● **REQUIREMENT**
Word for word, repeat every entry that appears below.

******************************

PR #2048, opened 2025-03-24
BUGFIX: fix faction enum key of Bachman & Associates

masarakki:
it's not match `enums.CompanyName` key of `Backman & Associates`

### DIFF
--- a/src/ScriptEditor/NetscriptDefinitions.d.ts
+++ b/src/ScriptEditor/NetscriptDefinitions.d.ts
@@ -4755,12 +4755,12 @@ export interface Go {
    *
    * For example, a 5x5 board might look like this:
    *
-   [<br/>  
-      "XX.O.",<br/>  
-      "X..OO",<br/>  
-      ".XO..",<br/>  
-      "XXO.#",<br/>  
-      ".XO.#",<br/>  
+   [<br/>
+      "XX.O.",<br/>
+      "X..OO",<br/>
+      ".XO..",<br/>
+      "XXO.#",<br/>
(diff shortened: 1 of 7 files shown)


catloversg:
That's not a bug. There is no guarantee about the "relationship" of enum keys (`ns.enums.CompanyName.BachmanAndAssociates` and `ns.enums.FactionName.BachmanAssociates` for the company/faction "Bachman & Associates"). It's not ideal to have this kind of inconsistency, but that ship sailed a long time ago. This change breaks the player's scripts using `ns.enums.FactionName` for no benefit.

******************************

● **YOUR SOLUTION**
PR #2048, opened 2025-03-24
BUGFIX: fix faction enum key of Bachman & Associates

masarakki:
it's not match `enums.CompanyName` key of `Backman & Associates`

### DIFF
--- a/src/ScriptEditor/NetscriptDefinitions.d.ts
+++ b/src/ScriptEditor/NetscriptDefinitions.d.ts
@@ -4755,12 +4755,12 @@ export interface Go {
    *
    * For example, a 5x5 board might look like this:
    *
-   [<br/>  
-      "XX.O.",<br/>  
-      "X..OO",<br/>  
-      ".XO..",<br/>  
-      "XXO.#",<br/>  
-      ".XO.#",<br/>  
+   [<br/>
+      "XX.O.",<br/>
+      "X..OO",<br/>
+      ".XO..",<br/>
+      "XXO.#",<br/>
(diff shortened: 1 of 7 files shown)


catloversg:
That's not a bug. There is no guarantee about the "relationship" of enum keys (`ns.enums.CompanyName.BachmanAndAssociates` and `ns.enums.FactionName.BachmanAssociates` for the company/faction "Bachman & Associates"). It's not ideal to have this kind of inconsistency, but that ship sailed a long time ago. This change breaks the player's scripts using `ns.enums.FactionName` for no benefit.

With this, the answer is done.